You are on the clock…


Another NFL draft is in the books and the massive defensive end from The University of South Carolina was the number one overall pick going to the Houston Texans.  The amount of analysis and preparation that goes into the draft is astonishing.  Everyone from the owner, general manager, coaches, player personnel and scouts play a role in who the team selects.  Each of those staff members knows what they are accountable for because their responsibilities are well defined. Draft night comes and goes with a fury of “controlled chaos,” as teams huddle around tables in what some dub “war rooms”.


Like the NFL draft, a lot of preparation goes into managing a retirement plan. With all the rules and regulations, it can seem like an impossible task at times. Your retirement committee might not have the same resources as the Green Bay Packers or Dallas Cowboys, but the good news is you are not alone. When it comes to designing a retirement plan, you not only have your financial professional, but the Principal Financial Group® in your corner.  In the retirement world, knowing what hat your retirement committee members should wear is known as governance. Practicing good governance helps mitigate the risk of your retirement plan and is step one towards success.

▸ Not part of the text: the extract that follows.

PR #616, opened 2016-01-12
Children As Property Resource Wrapper

davidjgonzalez:
Serializes super-flat children into a single property as a JSON object. This tends to be much more performant.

Traditionally the NFL draft consists of seven rounds and has been a two-day event during the early weeks of April.  The draft has always received high television ratings, so a change in format was not necessary. However, this didn’t stop the NFL from seeking an even wider audience. What some perceived as risky and unpopular, the league recently moved the draft to May and expanded the event to four days. When something is not considered broken, believing in change and foreseeing a good outcome can be difficult. The skeptics were proven wrong, as the 2014 NFL draft received record ratings, reaching over 32 million viewers.1


Making positive changes to something that is already working is currently happening in the retirement industry.  From having the ability to set up automatic plan features to stretching your matching contribution there are many possibilities to help capture a wider audience.  The automatic plan features can include automatic enrollment of your employees and automatic escalation of their deferral rates. Enrolling participants at a higher rate, such as 6 percent with an automatic annual 1 percent increase, may bring out some skepticism. These features coupled with the ability to design a plan that will maximize your retirement budget and have the potential to show more measurable results can quickly change the game.  Discuss these plan features with your financial professional to help make sure your retirement plan objectives achieve the outcomes your participants need to retire…the clock is ticking.